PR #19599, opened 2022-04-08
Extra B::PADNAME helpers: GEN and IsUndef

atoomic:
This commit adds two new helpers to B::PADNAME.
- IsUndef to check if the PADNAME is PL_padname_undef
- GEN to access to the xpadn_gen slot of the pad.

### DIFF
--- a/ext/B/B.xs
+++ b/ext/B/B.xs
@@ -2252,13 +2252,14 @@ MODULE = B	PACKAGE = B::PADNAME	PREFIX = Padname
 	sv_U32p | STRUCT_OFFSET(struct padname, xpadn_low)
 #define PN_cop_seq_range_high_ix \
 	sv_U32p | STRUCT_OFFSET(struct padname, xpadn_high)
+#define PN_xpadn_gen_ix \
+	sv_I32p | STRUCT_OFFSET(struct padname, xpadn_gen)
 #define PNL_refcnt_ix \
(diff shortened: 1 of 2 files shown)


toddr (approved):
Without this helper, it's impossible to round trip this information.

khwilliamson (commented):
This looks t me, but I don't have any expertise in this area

+++++

Task prompt -> Nothing in the material may be left out; write it all out verbatim.

Result of this task ->
PR #19599, opened 2022-04-08
Extra B::PADNAME helpers: GEN and IsUndef

atoomic:
This commit adds two new helpers to B::PADNAME.
- IsUndef to check if the PADNAME is PL_padname_undef
- GEN to access to the xpadn_gen slot of the pad.

### DIFF
--- a/ext/B/B.xs
+++ b/ext/B/B.xs
@@ -2252,13 +2252,14 @@ MODULE = B	PACKAGE = B::PADNAME	PREFIX = Padname
 	sv_U32p | STRUCT_OFFSET(struct padname, xpadn_low)
 #define PN_cop_seq_range_high_ix \
 	sv_U32p | STRUCT_OFFSET(struct padname, xpadn_high)
+#define PN_xpadn_gen_ix \
+	sv_I32p | STRUCT_OFFSET(struct padname, xpadn_gen)
 #define PNL_refcnt_ix \
(diff shortened: 1 of 2 files shown)


toddr (approved):
Without this helper, it's impossible to round trip this information.

khwilliamson (commented):
This looks t me, but I don't have any expertise in this area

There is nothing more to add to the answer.